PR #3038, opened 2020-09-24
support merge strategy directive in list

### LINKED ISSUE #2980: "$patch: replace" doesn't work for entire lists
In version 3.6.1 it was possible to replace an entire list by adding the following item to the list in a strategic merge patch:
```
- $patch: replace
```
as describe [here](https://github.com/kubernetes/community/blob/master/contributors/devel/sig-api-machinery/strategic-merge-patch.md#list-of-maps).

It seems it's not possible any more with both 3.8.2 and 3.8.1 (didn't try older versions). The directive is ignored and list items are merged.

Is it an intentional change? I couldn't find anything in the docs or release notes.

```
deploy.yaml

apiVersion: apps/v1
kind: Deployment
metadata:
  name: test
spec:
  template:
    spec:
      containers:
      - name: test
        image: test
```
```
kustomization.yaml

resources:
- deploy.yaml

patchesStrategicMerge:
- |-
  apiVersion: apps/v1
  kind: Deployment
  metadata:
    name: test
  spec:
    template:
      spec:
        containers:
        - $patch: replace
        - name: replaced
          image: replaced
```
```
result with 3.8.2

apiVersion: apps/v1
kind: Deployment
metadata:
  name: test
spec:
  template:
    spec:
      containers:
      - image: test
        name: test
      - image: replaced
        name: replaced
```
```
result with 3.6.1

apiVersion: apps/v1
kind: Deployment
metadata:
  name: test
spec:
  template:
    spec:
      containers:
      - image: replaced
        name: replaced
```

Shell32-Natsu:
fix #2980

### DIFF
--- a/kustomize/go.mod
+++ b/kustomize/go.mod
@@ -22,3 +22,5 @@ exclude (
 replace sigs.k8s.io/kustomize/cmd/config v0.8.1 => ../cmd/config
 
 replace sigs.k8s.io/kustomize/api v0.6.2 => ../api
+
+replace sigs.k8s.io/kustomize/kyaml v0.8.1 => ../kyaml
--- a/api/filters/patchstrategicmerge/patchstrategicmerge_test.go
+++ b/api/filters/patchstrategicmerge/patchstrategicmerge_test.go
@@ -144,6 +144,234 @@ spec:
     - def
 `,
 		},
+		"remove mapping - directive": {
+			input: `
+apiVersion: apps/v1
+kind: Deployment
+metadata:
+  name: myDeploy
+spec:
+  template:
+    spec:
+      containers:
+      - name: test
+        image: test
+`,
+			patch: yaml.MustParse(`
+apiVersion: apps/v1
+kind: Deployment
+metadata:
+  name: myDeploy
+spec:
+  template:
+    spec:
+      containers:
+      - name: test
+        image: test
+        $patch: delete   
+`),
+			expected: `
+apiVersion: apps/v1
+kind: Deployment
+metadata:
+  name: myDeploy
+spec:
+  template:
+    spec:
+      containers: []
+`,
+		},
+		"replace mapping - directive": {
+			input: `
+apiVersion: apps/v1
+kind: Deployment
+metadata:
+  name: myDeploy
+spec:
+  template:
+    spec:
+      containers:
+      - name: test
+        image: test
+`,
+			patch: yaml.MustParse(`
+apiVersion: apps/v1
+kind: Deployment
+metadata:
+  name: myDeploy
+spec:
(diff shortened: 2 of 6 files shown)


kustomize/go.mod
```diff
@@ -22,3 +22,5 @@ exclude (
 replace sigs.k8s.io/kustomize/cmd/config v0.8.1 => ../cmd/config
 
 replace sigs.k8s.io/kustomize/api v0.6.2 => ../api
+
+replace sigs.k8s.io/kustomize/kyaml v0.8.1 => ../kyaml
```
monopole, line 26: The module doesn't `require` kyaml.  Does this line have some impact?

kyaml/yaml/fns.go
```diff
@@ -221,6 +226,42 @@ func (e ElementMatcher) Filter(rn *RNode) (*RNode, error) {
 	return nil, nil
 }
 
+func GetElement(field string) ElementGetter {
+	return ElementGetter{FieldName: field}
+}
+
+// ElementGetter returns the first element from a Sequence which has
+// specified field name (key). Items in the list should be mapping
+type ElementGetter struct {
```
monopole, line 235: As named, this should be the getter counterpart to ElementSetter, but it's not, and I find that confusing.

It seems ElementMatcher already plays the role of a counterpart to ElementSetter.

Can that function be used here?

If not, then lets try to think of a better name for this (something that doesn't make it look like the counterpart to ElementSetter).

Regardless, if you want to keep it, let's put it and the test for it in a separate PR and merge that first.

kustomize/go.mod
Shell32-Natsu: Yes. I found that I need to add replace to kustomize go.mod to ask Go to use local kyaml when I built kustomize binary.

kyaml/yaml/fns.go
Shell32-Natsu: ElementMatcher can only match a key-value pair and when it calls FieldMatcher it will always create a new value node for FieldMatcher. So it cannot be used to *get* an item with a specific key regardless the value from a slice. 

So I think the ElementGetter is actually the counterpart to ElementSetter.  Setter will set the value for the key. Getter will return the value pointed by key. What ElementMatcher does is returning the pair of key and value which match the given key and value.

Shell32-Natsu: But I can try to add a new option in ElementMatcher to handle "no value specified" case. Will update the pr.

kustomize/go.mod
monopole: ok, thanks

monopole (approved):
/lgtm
==
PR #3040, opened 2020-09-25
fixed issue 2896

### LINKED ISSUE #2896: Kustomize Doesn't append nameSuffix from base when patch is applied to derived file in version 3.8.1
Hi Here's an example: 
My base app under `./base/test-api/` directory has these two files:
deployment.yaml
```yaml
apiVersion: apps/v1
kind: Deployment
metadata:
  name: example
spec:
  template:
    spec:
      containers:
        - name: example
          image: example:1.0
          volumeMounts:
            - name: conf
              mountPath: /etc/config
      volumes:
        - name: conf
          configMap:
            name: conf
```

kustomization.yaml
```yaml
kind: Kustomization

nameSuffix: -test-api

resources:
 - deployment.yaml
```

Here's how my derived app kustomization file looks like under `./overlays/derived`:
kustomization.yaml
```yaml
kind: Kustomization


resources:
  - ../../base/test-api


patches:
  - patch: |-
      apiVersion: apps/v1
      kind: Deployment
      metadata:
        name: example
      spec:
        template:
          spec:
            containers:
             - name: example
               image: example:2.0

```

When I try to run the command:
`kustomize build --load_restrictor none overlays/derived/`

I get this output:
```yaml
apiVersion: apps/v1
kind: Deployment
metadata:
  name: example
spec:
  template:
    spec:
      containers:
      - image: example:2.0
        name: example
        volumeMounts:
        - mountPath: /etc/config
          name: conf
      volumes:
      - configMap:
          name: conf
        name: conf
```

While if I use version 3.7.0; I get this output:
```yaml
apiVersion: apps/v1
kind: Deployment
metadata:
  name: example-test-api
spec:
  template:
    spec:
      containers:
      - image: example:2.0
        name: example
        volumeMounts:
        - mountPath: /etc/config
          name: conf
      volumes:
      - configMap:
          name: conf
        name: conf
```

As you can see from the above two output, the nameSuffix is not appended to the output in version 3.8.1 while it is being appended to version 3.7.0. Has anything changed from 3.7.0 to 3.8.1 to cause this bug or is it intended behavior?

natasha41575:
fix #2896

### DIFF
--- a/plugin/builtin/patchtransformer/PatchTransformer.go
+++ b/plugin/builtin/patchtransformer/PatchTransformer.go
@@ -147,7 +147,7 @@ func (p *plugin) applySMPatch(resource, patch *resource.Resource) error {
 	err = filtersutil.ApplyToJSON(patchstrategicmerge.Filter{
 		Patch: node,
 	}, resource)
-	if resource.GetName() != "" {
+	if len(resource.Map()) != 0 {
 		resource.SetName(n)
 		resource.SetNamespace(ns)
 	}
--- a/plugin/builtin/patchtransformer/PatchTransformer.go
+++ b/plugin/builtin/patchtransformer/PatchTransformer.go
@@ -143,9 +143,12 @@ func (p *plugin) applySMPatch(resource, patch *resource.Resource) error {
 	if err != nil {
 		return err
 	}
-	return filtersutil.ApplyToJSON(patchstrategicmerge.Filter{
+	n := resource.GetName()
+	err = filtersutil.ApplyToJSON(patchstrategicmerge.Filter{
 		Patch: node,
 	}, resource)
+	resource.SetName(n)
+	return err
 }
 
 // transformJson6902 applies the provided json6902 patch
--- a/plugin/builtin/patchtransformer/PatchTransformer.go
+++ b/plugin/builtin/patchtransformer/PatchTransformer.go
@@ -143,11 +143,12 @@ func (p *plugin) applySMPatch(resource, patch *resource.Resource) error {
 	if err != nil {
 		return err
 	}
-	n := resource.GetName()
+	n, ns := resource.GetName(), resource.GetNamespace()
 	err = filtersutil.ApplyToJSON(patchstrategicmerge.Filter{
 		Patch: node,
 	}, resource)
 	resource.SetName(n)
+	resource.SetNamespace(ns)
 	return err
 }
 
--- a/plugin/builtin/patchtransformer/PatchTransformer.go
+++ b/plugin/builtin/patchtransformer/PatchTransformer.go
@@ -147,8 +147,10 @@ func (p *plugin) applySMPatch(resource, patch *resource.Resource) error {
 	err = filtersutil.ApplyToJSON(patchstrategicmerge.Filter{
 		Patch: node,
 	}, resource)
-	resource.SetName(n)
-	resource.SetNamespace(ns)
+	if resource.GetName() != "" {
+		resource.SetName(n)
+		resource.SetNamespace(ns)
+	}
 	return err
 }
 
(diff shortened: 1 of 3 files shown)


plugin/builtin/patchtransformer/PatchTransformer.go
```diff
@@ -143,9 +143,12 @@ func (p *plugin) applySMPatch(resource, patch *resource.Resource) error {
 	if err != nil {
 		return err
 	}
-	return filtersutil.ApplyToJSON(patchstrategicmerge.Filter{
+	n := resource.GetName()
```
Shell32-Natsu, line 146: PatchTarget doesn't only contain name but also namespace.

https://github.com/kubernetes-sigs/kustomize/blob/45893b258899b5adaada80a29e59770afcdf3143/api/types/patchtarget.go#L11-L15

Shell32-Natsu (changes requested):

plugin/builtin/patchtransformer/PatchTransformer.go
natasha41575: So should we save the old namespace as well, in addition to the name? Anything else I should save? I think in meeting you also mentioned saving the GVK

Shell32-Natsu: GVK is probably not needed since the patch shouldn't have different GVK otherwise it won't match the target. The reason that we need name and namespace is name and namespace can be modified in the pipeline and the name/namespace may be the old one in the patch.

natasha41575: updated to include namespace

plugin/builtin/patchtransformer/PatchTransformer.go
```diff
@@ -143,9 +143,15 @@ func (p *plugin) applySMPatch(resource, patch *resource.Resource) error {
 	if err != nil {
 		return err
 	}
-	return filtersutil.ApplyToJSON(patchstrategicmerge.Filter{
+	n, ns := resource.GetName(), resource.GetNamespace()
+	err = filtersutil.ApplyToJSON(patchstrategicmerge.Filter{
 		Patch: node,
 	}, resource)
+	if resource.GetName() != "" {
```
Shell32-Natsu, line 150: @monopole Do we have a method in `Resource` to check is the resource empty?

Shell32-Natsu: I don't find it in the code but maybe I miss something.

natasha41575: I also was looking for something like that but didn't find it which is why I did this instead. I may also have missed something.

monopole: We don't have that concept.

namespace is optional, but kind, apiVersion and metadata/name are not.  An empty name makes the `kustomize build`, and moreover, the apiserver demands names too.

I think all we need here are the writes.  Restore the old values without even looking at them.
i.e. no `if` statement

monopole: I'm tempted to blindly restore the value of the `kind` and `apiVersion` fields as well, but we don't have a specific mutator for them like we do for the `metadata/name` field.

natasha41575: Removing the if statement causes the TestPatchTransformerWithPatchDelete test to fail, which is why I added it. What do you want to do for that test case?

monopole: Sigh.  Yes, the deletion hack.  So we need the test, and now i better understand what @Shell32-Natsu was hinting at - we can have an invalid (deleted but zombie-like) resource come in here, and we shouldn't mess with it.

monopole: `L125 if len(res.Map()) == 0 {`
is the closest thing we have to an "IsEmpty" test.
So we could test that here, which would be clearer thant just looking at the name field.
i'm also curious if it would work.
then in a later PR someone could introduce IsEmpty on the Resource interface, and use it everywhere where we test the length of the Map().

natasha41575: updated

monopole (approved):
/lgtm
...
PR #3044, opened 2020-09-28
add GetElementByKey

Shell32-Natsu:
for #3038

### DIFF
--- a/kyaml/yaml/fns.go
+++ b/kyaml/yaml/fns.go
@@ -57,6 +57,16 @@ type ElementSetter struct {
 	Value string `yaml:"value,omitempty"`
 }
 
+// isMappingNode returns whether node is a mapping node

- REQUIRED WORK -
Transcribe the records above from the line holding "PR #3038, opened 2020-09-24" down to the line holding "It seems it's", inclusive, without adding anything.

- EXERCISE RESPONSE -
PR #3038, opened 2020-09-24
support merge strategy directive in list

### LINKED ISSUE #2980: "$patch: replace" doesn't work for entire lists
In version 3.6.1 it was possible to replace an entire list by adding the following item to the list in a strategic merge patch:
```
- $patch: replace
```
as describe [here](https://github.com/kubernetes/community/blob/master/contributors/devel/sig-api-machinery/strategic-merge-patch.md#list-of-maps).

It seems it's not possible any more with both 3.8.2 and 3.8.1 (didn't try older versions). The directive is ignored and list items are merged.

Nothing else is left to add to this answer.